• **Action item**:
Filter the lines below, keeping each one that holds "requested".

______________________________

PR #36803, opened 2026-05-29
workload-replay: harden and AST-anonymize captured workloads

jasonhernandez:
`bin/mz-workload-anonymize` scrubs identifiers and literals from captured workloads so they can be shared. It relied on text-regex substitution, which both **leaked sensitive data** and **corrupted SQL**. This moves all SQL rewriting onto Materialize's own parsed AST. The regex path is gone: the parser is now required, and the tool refuses to write if it's missing or any statement fails to parse.

## New crate `src/sql-anonymize` (`mz-sql-anonymize`)
Reads a JSON request and rewrites each statement on the AST via `VisitMut`:
- **Renames identifiers as whole tokens**, reaching object/cluster/type references that the generic visitors miss by overriding `visit_item_name_mut` & friends. No substring corruption, no in-string rewrites. Builtins and query-local names (CTEs, aliases) are left alone.
- **Redacts query literals** to `'<REDACTED>'` (which replay binds as `NULL`), and **numbers where they're data** (queries and view/MV/index bodies) to the neutral literal `1`. Numbers in option positions (cluster sizes, ports, replication factors, column defaults) and intervals/durations are kept, since replay needs them valid.
- **Consistently renames DDL string values** (Kafka topics, upstream databases, connection hosts) to a stable salted `redacted_<hash>` token, so each original lines up everywhere replay cross-references it. The salt is per-run and random, so the tokens can't be reversed by a dictionary attack on the shared output. Inline Avro/Protobuf schemas are anonymized in place so they stay decodable.
- **Preserves config literals** (`CREATE`/`ALTER CLUSTER`, `CLUSTER REPLICA`, `SET`/`RESET`/`ALTER SYSTEM`): sizes, timeouts, isolation, that replay needs and aren't sensitive.

It also has a **collect mode** that reports object names referenced but not in the mapping, so the Python tool can name objects created or dropped *during* the capture window (dbt-built views, transient clusters) that the catalog snapshot never saw.

## Built-in keep-lists
`system_catalog_identifiers.txt` and `load_generator_identifiers.txt` list built-in object/column/function/type names that are never renamed (renaming them breaks replay, e.g. a view over `mz_internal.mz_role_auth` must keep `password_hash`). Each file's header records the SQL it was generated from.

## Anonymizer (Python)
Drives the helper for all SQL, applies the structural identifier mapping to non-SQL fields (column types, child schema/db, query routing) directly, renames consistently (the same name always maps the same way), rebuilds source-child dict keys from the mapped names (these previously leaked the originals), and redacts bound query parameters (`$1, $2, …`) to `<REDACTED>`, which replay binds as `NULL`.

## Safety net
A **verify pass** (`--verify`, on by default) re-scans the output for surviving original identifiers and non-redacted literals (including numeric-string values like SSNs and bound params), and refuses to write if anything leaks. Output now requires an explicit `-o`/`--in-place` rather than silently overwriting the input.

## Tests
Rust unit tests cover the rewrite behaviors above (whole-token rename, literal/number redaction, the body-vs-option distinction, config preservation, collect mode). Python tests cover end-to-end anonymization, leak regressions (connection/sink literals, subsource keys, numeric-string predicates, bound params), and the verify guards. A session fixture builds the helper so the end-to-end tests always run instead of being skipped when the binary is absent.


def- (changes requested):
> requires the parser by default (--require-parser); falls back to regex, with a warning, only when the binary is unavailable or a statement doesn't parse.

I would remove the regex-based approach instead. There is no reason to keep it.

Bound query parameter values currently don't get anonymized, but they probably should be.

def- (approved):

def-:
I have reworked parts so have to ask for another review

jasonhernandez (commented):
@def- I approve of your commit on top of this. I'm going to merge it! Thanks for working together on this!

PR #36804, opened 2026-05-29
Update columnar, timely, and differential dependencies

antiguru:
## Motivation

Bump the dataflow dependency family to their latest releases:

| crate | old | new |
| --- | --- | --- |
| `columnar` | 0.12.1 | 0.13.0 |
| `timely` | 0.29.0 | 0.30.0 |
| `differential-dataflow` | 0.23.0 | 0.24.0 |
| `differential-dogs3` | 0.23.0 | 0.24.0 |

These releases carry breaking changes that ripple through the batcher/arrange machinery and the timely communication layer.

## What changed

**columnar 0.13** — `AsBytes` now requires `SLICE_COUNT` and `get_byte_slice`, and the `chain` helper was removed. Updated the manual `AsBytes` impls for `Overflows`, `Timestamps`, and `Rows` (the `Rows` impl now relies on the default `as_bytes` built from `get_byte_slice`).

**differential 0.24** — removes the `Batcher::Input` / `push_container` API and the `merge_batcher::container` compatibility layer (`InternalMerge`, `InternalMerger`). The batcher now consumes already-chunked input via `PushInto<Output>`, `seal` returns `(chain, description)`, and chunking moves into the operator via a separate `ContainerBuilder`/chunker. `MergeBatcher` collapses to a single `Merger` type parameter.

- Reimplemented `ColInternalMerger` as a chunk-list `Merger` over `ColumnationStack` chunks (the old `InternalMerge`-based impl is gone). The `merge` drain phase keeps differential 0.23's zero-copy behavior: a partially-consumed head is copied (or swapped when untouched) and the remaining full chunks of the longer chain pass through to the output without copying; consumed chunks recycle into the stash. An earlier draft copied drained tails element-by-element, which regressed the MinMax feature benchmark by ~20% wallclock and +18% clusterd memory.
- Migrated the pageable `ColumnMergeBatcher` to the new `Batcher` trait.
- `mz_arrange` / `mz_arrange_core` / `consolidate_pact` / `consolidate_named*` / `consolidate_and_pack` gain an explicit `Chu` chunker type parameter, mirroring upstream's `arrange_core`. Call sites name the chunker: `ColumnationChunker<_>` for `Vec` input, `batcher::Chunker<_>` for `Column` input, and `batcher::ColumnChunker<_>` for the paged `Column` path.
- Updated `MergeBatcherWrapper` (temporal bucketing), the upsert-v2 source stash, and an interchange test to drive the chunker explicitly.
- `TraceBox.trace` is now read via `trace()`; `ShutdownButton::press_on_drop` was removed, replaced by a small local press-on-drop guard.

**timely 0.30** — adds a spill-policy parameter to the process allocators and bundles refill/spill/log hooks into `Hooks` for `initialize_networking_from_sockets`. `BytesRefill` now yields `Send` buffers, so `LgallocHandle` gains an `unsafe impl Send` (it exclusively owns its allocation).

https://claude.ai/code/session_01CrNqefrHBNbfJetgjRHsmH

---
_Generated by [Claude Code](https://claude.ai/code/session_01CrNqefrHBNbfJetgjRHsmH)_

### DIFF
--- a/src/cluster/src/communication.rs
+++ b/src/cluster/src/communication.rs
@@ -164,7 +164,7 @@ where
     }
 
     // Choose the intra-process allocator flavor up front.
-    // TODO(CLU-99): wire our zero-copy pager into the timely 0.30 spill policy
+    // TODO(CLU-99): wire our zero-copy pager into the timely spill policy
     // instead of passing `None` here.
     let process_allocators = if enable_zero_copy_binary {
         ProcessBuilder::new_bytes_vector(workers, refill.clone(), None)
@@ -172,9 +172,9 @@ where
         ProcessBuilder::new_typed_vector(workers, refill.clone(), None)
     };
 
-    // Since timely 0.30 the refill, spill policy, and per-thread logger hook are
-    // bundled into `Hooks`. We don't install a comm logger, and the spill policy
-    // is left unset pending CLU-99.
+    // Timely bundles the refill, spill policy, and per-thread logger hook into
+    // `Hooks`. We don't install a comm logger, and the spill policy is left
+    // unset pending CLU-99.
     let hooks = Hooks {
         log_fn: Arc::new(|_| None),
         refill,
--- a/src/cluster/src/communication.rs
+++ b/src/cluster/src/communication.rs
@@ -84,6 +84,7 @@ use mz_ore::cast::CastFrom;
 use mz_ore::netio::{Listener, Stream};
 use mz_ore::retry::Retry;
 use regex::Regex;
+use timely::communication::Hooks;
 use timely::communication::allocator::ProcessBuilder;
 use timely::communication::allocator::generic::AllocatorBuilder;
 use timely::communication::allocator::zero_copy::bytes_slab::BytesRefill;
@@ -163,20 +164,24 @@ where
     }
 
     // Choose the intra-process allocator flavor up front.
+    // TODO(CLU-99): wire our zero-copy pager into the timely 0.30 spill policy
+    // instead of passing `None` here.
     let process_allocators = if enable_zero_copy_binary {
-        ProcessBuilder::new_bytes_vector(workers, refill.clone())
+        ProcessBuilder::new_bytes_vector(workers, refill.clone(), None)
     } else {
-        ProcessBuilder::new_typed_vector(workers, refill.clone())
+        ProcessBuilder::new_typed_vector(workers, refill.clone(), None)
     };
 
-    match initialize_networking_from_sockets(
-        process_allocators,
-        sockets,
-        process,
-        workers,
+    // Since timely 0.30 the refill, spill policy, and per-thread logger hook are
+    // bundled into `Hooks`. We don't install a comm logger, and the spill policy
+    // is left unset pending CLU-99.
+    let hooks = Hooks {
+        log_fn: Arc::new(|_| None),
         refill,
-        Arc::new(|_| None),
-    ) {
+        spill: None,
+    };
+
+    match initialize_networking_from_sockets(process_allocators, sockets, process, workers, hooks) {
         Ok((tcp_builders, guard)) => {
             info!(process = process, "successfully initialized network");
             let builders = tcp_builders
--- a/src/compute/src/render.rs
+++ b/src/compute/src/render.rs
@@ -180,9 +180,7 @@ pub use join::LinearJoinSpec;
 
 /// Guard that presses a differential [`ShutdownButton`] when dropped.
 ///
-/// differential-dataflow 0.24 removed `ShutdownButton::press_on_drop`, so we
-/// reconstruct the press-on-drop behavior locally: dropping this guard releases
-/// the imported trace's capabilities.
+/// Dropping this guard releases the imported trace's capabilities.
 struct PressOnDrop<T>(ShutdownButton<T>);
 
 impl<T> Drop for PressOnDrop<T> {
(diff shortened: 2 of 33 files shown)


src/timely-util/src/columnar/merge_batcher.rs
```diff
@@ -175,6 +173,26 @@ fn account_chunk<C: Columnar>(entry: &PagedColumn<C>) -> (usize, usize, usize, u
...
+{
+    /// Accept a chunk of already-sorted, consolidated updates (produced by the
+    /// operator's chunker), page it out, and fold it into the chains.
+    fn push_into(&mut self, mut chunk: Column<(D, T, R)>) {
+        if chunk.borrow().len() == 0 {
+            return;
+        }
+        let pager = self.pager();
+        let paged = pager.page(&mut chunk);
+        self.insert_chain(VecDeque::from([paged]));
```
antiguru: We need to ensure that `paged` is consolidated and sorted. Where is the code that does this?

src/timely-util/src/columnar/merge_batcher.rs
```diff
@@ -203,25 +219,11 @@ where
...
-    }
-
-    fn seal<B: Builder<Input = Self::Output, Time = Self::Time>>(
+    fn seal(
         &mut self,
         upper: Antichain<Self::Time>,
-    ) -> B::Output {
+    ) -> (Vec<Self::Output>, Description<Self::Time>) {
         let pager = self.pager();
-        // Finish chunker, fold any tail chunks in.
```
antiguru, line 263: Where do we ensure that our staging area is empty now?

src/cluster/src/communication.rs
```diff
@@ -164,19 +165,20 @@ where
...
-        process,
-        workers,
+    // Since timely 0.30 the refill, spill policy, and per-thread logger hook are
+    // bundled into `Hooks`. We don't install a spill policy or comm logger.
+    let hooks = Hooks {
+        log_fn: Arc::new(|_| None),
         refill,
-        Arc::new(|_| None),
-    ) {
+        spill: None,
```
antiguru, line 181: File a linear issue to wire up our pager with `spill` here.

src/timely-util/src/columnar/merge_batcher.rs
antiguru: The chunk arrives here already sorted and consolidated. Since differential 0.24 the batcher no longer chunks its own input — that's the operator's `ContainerBuilder`/chunker. For this pageable batcher that chunker is `columnar::batcher::ColumnChunker` (wired up via the new `ArrangeChunker` impl), which sorts each input container and folds equal `(data, time)` runs before emitting a chunk to `push_into`. `insert_chain`/`merge_by` then only have to *preserve* that order across chunks, not re-establish it — same invariant the framework relies on for differential's own `VecMerger`.

I've added a doc comment on `push_into` (pushed) spelling this out and pointing at the chunker.

---

src/timely-util/src/columnar/merge_batcher.rs
antiguru: The staging area moved out of the batcher and into the operator along with the chunker. The operator drains it with `chunker.finish()` right before calling `seal` — see `consolidate_pact` in `timely-util/src/operator.rs` and differential's own `arrange_core`, both of which do `while let Some(chunk) = chunker.finish() { batcher.push_into(...) }` before sealing. So by the time `seal` runs, every input record has already reached the batcher via `push_into` and there's nothing left to flush internally. Added a comment on `seal` (pushed) noting this.

---

src/cluster/src/communication.rs
antiguru: Filed [CLU-99](https://linear.app/materializeinc/issue/CLU-99/wire-up-zero-copy-pager-with-timely-030-spill-policy) and added a `TODO(CLU-99)` here (pushed).

---

antiguru:
Marking as ready for review, but needs another round of reviews, and nightly tests.

src/compute/src/render.rs
```diff
@@ -176,6 +178,19 @@ mod top_k;
 pub use context::CollectionBundle;
 pub use join::LinearJoinSpec;
 
+/// Guard that presses a differential [`ShutdownButton`] when dropped.
+///
+/// differential-dataflow 0.24 removed `ShutdownButton::press_on_drop`, so we
+/// reconstruct the press-on-drop behavior locally: dropping this guard releases
+/// the imported trace's capabilities.
```
DAlperin: style note that I've tried to beat out of my claude (only somewhat sucesfully) but claude really likes to reference things that were previously changed or deleted. This generally is not helpful to future human readers. 


```suggestion
/// Guard that presses a differential [`ShutdownButton`] when dropped.
///
/// Dropping this guard releases the imported trace's capabilities.
```

src/interchange/src/envelopes.rs
```diff
@@ -150,11 +152,20 @@ mod tests {
     fn batch_from_tuples(
         mut tuples: Vec<((String, String), u64, Diff)>,
         upper: u64,
-    ) -> <ValBuilder<String, String, u64, Diff> as differential_dataflow::trace::Builder>::Output
-    {
+    ) -> <ValBuilder<String, String, u64, Diff> as Builder>::Output {
+        // Since differential-dataflow 0.24 the batcher consumes already-chunked
+        // input via `PushInto` and chunking is the caller's responsibility.
```
DAlperin: for another example

DAlperin (approved):
Changes make sense to me

src/compute/src/render.rs
antiguru: Applied the suggestion and swept the rest of the diff for the same pattern in e21a798946 — all "since differential 0.24 / timely 0.30" style comments now describe the current state only.

src/interchange/src/envelopes.rs
antiguru: Fixed in e21a798946.

antiguru:
Thanks for the review!

PR #36805, opened 2026-05-30
ci-builder: Bump cargo-* versions

def-:
Inspired by https://materializeinc.slack.com/archives/C01LKF361MZ/p1780090028190879 to fix cargo-deny issues in most recent version, discovered by @peterdukelarsen


antiguru (approved):
Thank you!

PR #36807, opened 2026-05-30
ci: parallelize dev.materialize.com docs build and upload

def-:
Closes https://linear.app/materializeinc/issue/QAR-76/deploy-devsite-build-step-duration-has-increased-noticeably


antiguru (approved):
Looks good, thank you.

PR #37015, opened 2026-06-12
Update catalog_server_explain.slt

def-:
Seen failing in https://buildkite.com/materialize/test/builds/125398
Following https://github.com/MaterializeInc/materialize/pull/36999

Is it expected that we have -1600 lines? Seems kind of surprising to me.


antiguru (approved):
Thank you!

PR #37016, opened 2026-06-12
docs: note subnet NACL ephemeral ports for PrivateLink Kafka

materializekatrina:
### Motivation
Follow up to [#incident-1060](https://materializeinc.slack.com/archives/C0B880EQKFE). A listener-port-only NACL on broker/NLB subnets silently drops the ephemeral-port return traffic of cross-AZ connections once cross-zone load balancing is enabled, causing intermittent, self-resolving, all-or-nothing per-broker timeouts. Document the requirement to allow the ephemeral port range (1024-65535) from the VPC CIDR in both the "Verify security groups and health checks" step and the source-creation troubleshooting list of the shared privatelink-kafka shortcode (covers the PrivateLink, Amazon MSK, and self-hosted Kafka pages).

Co-Authored-By: Claude Opus 4.8

### DIFF
--- a/doc/user/layouts/shortcodes/network-security/privatelink-kafka.md
+++ b/doc/user/layouts/shortcodes/network-security/privatelink-kafka.md
@@ -48,6 +48,8 @@ and retrieve the AWS principal needed to configure the AWS PrivateLink service.
 
     b. You can't use the security groups for the clients as a source in the security groups for the targets. Therefore, the security groups for your targets must use the IP addresses of the clients to allow traffic. For more details, check the [AWS documentation](https://docs.aws.amazon.com/elasticloadbalancing/latest/network/target-group-register-targets.html).
 
+    c. If the broker or NLB subnets have [network ACLs](https://docs.aws.amazon.com/vpc/latest/userguide/vpc-network-acls.html), they must allow inbound traffic on the ephemeral port range (1024–65535) from the VPC CIDR, not just the listener port. NACLs are stateless, so a listener-port-only rule drops the ephemeral return traffic on cross-AZ connections once [cross-zone load balancing](https://docs.aws.amazon.com/elasticloadbalancing/latest/network/network-load-balancers.html) is enabled, causing intermittent per-broker timeouts.
+
 1. Create a VPC [endpoint service](https://docs.aws.amazon.com/vpc/latest/privatelink/create-endpoint-service.html) and associate it with the **Network Load Balancer** that you’ve just created.
 
     Note the **service name** that is generated for the endpoint service.
@@ -165,3 +167,9 @@ connection you just configured:
 
    * For **in-region connections**, the correct availability zone is specified
       for each broker.
+
+   * The broker/NLB subnets' [network ACL](https://docs.aws.amazon.com/vpc/latest/userguide/vpc-network-acls.html)
+      allows the ephemeral port range (1024–65535) from the VPC CIDR, not just
+      the listener port. A listener-port-only NACL causes intermittent,
+      self-resolving, all-or-nothing per-broker timeouts once cross-zone load
+      balancing is enabled.


doc/user/layouts/shortcodes/network-security/privatelink-kafka.md
```diff
@@ -48,6 +48,8 @@ and retrieve the AWS principal needed to configure the AWS PrivateLink service.
 
     b. You can't use the security groups for the clients as a source in the security groups for the targets. Therefore, the security groups for your targets must use the IP addresses of the clients to allow traffic. For more details, check the [AWS documentation](https://docs.aws.amazon.com/elasticloadbalancing/latest/network/target-group-register-targets.html).
 
+    c. If the broker or NLB subnets have [network ACLs](https://docs.aws.amazon.com/vpc/latest/userguide/vpc-network-acls.html), they must allow inbound traffic on the ephemeral port range (1024–65535) from the VPC CIDR, not just the listener port. NACLs are stateless, so a listener-port-only rule drops the ephemeral return traffic on cross-AZ connections once [cross-zone load balancing](https://docs.aws.amazon.com/elasticloadbalancing/latest/network/network-load-balancers.html) is enabled, causing intermittent per-broker timeouts.
```
kay-kim, line 51: Just want to flag per slack convo that this isn't limited to kafka. 

Some minor:

- would introduce the acronym here [network ACLs (NACLs)] since you reference it in the second sentence.
- the "they" -- ambiguous.

More importantly, from the second sentence ... it's only when you enable cross zone load balancing  and not just if using NACLs? If that is the case (?):
  - We should probably incorporate that into the If ... condition.
  - And, maybe have the second sentence explain the NLB behavior with cross-zone load balancing. and then go into the stateless ...
  - Additionally, Claude is saying that even in a single AZ, brokers and NLB can end up in different subnets.  So, is it slightly broader? 

Let me know which condition is the one we're trying to account for. Depending on the answer to that, have some suggestions.

kay-kim (changes requested):

doc/user/layouts/shortcodes/network-security/privatelink-kafka.md
kay-kim: Oh, also, just a friendly reminder about this other PR: https://github.com/MaterializeInc/materialize/pull/36623/changes

jubrad: My suggestion was 
> If you are using [network ACLs](https://docs.aws.amazon.com/vpc/latest/userguide/vpc-network-acls.html), and network traffic between the NLB and the source application crosses subnet boundaries, NACLs must allow bidirectional flow for all possible paths. This will occur if cross zone load balancing is enabled on the NLB, or if the NLB and the source application are separate subnets even within the same Availability Zone. For example, If a source application is available on port is 9098, the subnet the application is hosted must allow 9098 ingress from *all* NLB ip ranges, and must allow egress to ephemeral port ranges (1024–65535) to all NLB IP ranges. Similarly, if a network load balancer is reaching out to a service on 9098, it must have an egress rule allowing that traffic and an ingress rule allowing return traffic on the ephemeral port range.

Which answers this question:
> Additionally, Claude is saying that even in a single AZ, brokers and NLB can end up in different subnets. So, is it slightly broader?

Yes it is broader... further, it's broader than just kafka, the same issue can arise on RDS (postgres/mysql/sqlserver). 

> it's only when you enable cross zone load balancing and not just if using NACLs? 

It's not just when you enable cross zone load balancing, see my comment above.

kay-kim: Thanks much.  I'm going to create a new branch with both PRs and try to single source.

kay-kim:
Closing since https://github.com/MaterializeInc/materialize/pull/37056 supersedes this.

PR #37019, opened 2026-06-12
Add Glue interchange and wire format header codec

martykulma:
Add Glue wire format decoding to `mz-interchange`.  This only supports uncompressed payloads at the moment, just to keep the changes to a minimum.  Compression support to be added at a later date.

### DIFF
--- a/src/interchange/src/glue.rs
+++ b/src/interchange/src/glue.rs
@@ -1,0 +1,160 @@
+// Copyright Materialize, Inc. and contributors. All rights reserved.
+//
+// Use of this software is governed by the Business Source License
+// included in the LICENSE file.
+//
+// As of the Change Date specified in that file, in accordance with
+// the Business Source License, use of this software will be governed
+// by the Apache License, Version 2.0.
+
+//! Wire-format helpers for the AWS Glue Schema Registry framing.
+//!
+//! Glue prepends an 18-byte header to each Kafka record payload:
+//!
+//! | Offset | Bytes | Meaning                                              |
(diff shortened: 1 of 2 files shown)


src/interchange/src/glue.rs
```diff
@@ -0,0 +1,158 @@
...
+//! Wire-format helpers for the AWS Glue Schema Registry framing.
+//!
+//! Glue prepends an 18-byte header to each Kafka record payload:
+//!
+//! | Offset | Bytes | Meaning                                              |
+//! |--------|-------|------------------------------------------------------|
+//! | 0      | 1     | Header version. Glue currently emits `0x03`.         |
+//! | 1      | 1     | Compression byte. `0x00` = none, `0x05` = zlib.      |
+//! | 2..18  | 16    | Schema-version UUID, big-endian.                     |
+//! | 18..   | N     | The serialized record payload.                       |
```
peterdukelarsen, line 19: nit: what do you think about linking the docs/code where this is pulled from for future reference? I think this is where this is coming from, right? https://github.com/awslabs/aws-glue-schema-registry/blob/d1d3cddaa3bfcb8a8f74330c523365e8ba27cc19/common/src/main/java/com/amazonaws/services/schemaregistry/utils/AWSSchemaRegistryConstants.java#L54-L57

peterdukelarsen (approved):
LGTM

src/interchange/src/glue.rs
martykulma: good catch - done!

PR #37027, opened 2026-06-13
ci: Nightly fixes (2026-06-13)

def-:
Based on https://buildkite.com/materialize/nightly/builds/16780


test/launchdarkly-flag-consistency/mzcompose.py
```diff
@@ -248,6 +248,7 @@
     enable_load_generator_counter
     enable_load_generator_datums
     enable_managed_cluster_availability_zones
+    enable_mcp_developer_query_tool
```
def-, line 251: @bobbyiliev We should add this to LaunchDarkly I assume

antiguru (approved):

PR #37037, opened 2026-06-15
adapter: bound COPY FROM STDIN blocking-pool usage

def-:
setup_copy_from_stdin spawned available_parallelism() workers on the shared tokio blocking pool eagerly at COPY start -- before any data -- and each worker held its blocking thread for the whole COPY by driving an idle batch_rx.recv().await via block_on. With no cap on worker count or concurrent COPYs, a low-privilege client could open ~512/cores idle, zero-byte COPY ... FROM STDIN connections and pin the entire 512-thread pool, stalling every other blocking-pool user (e.g. the mandatory "optimize peek" stage of any SELECT) process-wide until the client disconnected.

______________________________

• **Completed task**:
def- (changes requested):
kay-kim (changes requested):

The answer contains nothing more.